_Work required_
Below are some entries. Copy each line in them that holds "paths".

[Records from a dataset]
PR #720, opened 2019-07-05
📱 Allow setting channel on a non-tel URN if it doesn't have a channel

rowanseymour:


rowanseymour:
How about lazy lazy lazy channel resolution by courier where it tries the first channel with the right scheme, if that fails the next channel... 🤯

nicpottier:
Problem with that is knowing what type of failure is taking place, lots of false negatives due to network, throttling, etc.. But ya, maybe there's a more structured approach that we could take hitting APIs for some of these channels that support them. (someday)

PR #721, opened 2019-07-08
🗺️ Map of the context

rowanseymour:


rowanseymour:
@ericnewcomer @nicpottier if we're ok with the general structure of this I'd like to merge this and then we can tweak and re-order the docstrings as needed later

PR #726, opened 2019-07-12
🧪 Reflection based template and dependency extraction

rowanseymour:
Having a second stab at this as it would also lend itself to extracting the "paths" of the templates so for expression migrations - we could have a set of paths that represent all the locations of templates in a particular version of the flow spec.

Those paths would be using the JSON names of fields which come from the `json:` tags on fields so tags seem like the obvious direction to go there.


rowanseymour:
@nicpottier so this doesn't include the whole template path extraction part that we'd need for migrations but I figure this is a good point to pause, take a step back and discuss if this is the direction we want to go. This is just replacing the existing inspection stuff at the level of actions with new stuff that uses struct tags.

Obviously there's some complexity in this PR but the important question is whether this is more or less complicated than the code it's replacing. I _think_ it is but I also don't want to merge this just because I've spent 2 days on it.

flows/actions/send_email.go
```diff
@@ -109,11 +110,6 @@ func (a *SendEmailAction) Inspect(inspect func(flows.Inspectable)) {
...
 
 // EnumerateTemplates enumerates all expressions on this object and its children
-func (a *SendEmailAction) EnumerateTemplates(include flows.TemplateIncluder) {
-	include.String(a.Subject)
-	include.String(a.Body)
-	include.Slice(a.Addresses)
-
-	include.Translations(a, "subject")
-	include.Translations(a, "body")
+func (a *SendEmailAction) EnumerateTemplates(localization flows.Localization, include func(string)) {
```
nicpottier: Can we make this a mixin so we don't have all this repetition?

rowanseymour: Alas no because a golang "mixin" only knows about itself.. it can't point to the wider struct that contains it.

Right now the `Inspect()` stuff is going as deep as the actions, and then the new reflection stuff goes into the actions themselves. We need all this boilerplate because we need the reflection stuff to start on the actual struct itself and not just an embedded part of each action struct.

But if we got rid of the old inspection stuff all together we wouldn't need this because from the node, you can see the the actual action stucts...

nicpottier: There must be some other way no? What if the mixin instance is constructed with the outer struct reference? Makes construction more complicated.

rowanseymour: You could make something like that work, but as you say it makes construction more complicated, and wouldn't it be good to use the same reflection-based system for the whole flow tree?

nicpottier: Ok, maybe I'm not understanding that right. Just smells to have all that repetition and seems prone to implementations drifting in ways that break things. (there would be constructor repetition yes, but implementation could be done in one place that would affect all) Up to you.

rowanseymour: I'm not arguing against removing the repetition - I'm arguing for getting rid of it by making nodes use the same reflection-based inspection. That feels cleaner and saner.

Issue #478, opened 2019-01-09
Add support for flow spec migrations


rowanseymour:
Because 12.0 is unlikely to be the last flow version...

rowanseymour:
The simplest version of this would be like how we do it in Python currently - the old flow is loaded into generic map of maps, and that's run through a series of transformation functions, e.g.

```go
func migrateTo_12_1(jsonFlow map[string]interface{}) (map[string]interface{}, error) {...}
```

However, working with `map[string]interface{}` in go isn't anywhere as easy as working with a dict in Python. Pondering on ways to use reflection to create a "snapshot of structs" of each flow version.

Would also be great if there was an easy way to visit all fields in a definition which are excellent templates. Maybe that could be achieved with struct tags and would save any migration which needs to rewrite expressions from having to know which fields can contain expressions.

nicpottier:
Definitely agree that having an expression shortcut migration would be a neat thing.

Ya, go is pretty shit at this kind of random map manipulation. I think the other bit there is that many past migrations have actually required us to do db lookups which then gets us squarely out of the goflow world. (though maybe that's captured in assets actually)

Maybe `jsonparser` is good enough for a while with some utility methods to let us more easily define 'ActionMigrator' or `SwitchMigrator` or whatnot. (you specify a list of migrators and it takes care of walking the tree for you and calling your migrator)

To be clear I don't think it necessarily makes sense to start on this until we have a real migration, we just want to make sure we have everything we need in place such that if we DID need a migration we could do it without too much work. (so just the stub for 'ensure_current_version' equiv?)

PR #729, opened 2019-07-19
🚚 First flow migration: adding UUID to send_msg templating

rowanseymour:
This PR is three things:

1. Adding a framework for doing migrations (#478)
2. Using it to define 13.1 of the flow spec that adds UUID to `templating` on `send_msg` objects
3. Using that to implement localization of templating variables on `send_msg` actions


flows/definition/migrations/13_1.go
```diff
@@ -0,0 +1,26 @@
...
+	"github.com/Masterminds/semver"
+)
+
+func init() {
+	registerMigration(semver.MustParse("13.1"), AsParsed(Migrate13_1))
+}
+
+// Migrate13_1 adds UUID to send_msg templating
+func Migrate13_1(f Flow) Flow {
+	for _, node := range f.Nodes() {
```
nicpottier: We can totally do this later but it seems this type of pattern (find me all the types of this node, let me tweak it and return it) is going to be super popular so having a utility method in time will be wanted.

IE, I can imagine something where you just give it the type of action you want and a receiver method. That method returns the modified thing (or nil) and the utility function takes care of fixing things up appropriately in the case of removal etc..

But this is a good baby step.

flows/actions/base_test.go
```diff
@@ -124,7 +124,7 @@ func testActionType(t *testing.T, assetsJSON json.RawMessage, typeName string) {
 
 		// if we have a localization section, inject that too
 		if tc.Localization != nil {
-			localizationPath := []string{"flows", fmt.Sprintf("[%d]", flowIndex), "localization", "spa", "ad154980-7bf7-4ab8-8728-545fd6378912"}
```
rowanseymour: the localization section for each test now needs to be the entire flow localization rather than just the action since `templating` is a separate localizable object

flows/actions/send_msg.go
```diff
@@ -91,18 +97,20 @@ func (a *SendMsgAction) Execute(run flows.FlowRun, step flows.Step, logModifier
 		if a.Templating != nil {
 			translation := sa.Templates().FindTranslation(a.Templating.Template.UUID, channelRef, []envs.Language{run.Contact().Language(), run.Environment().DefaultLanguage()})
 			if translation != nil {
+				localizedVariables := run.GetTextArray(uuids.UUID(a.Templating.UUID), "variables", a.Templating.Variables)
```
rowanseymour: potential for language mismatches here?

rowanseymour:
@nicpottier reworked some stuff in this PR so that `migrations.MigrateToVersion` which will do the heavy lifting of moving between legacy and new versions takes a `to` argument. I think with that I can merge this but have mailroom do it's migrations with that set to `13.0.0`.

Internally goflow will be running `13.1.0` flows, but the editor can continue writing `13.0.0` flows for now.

_Answer space_
Having a second stab at this as it would also lend itself to extracting the "paths" of the templates so for expression migrations - we could have a set of paths that represent all the locations of templates in a particular version of the flow spec.
Those paths would be using the JSON names of fields which come from the `json:` tags on fields so tags seem like the obvious direction to go there.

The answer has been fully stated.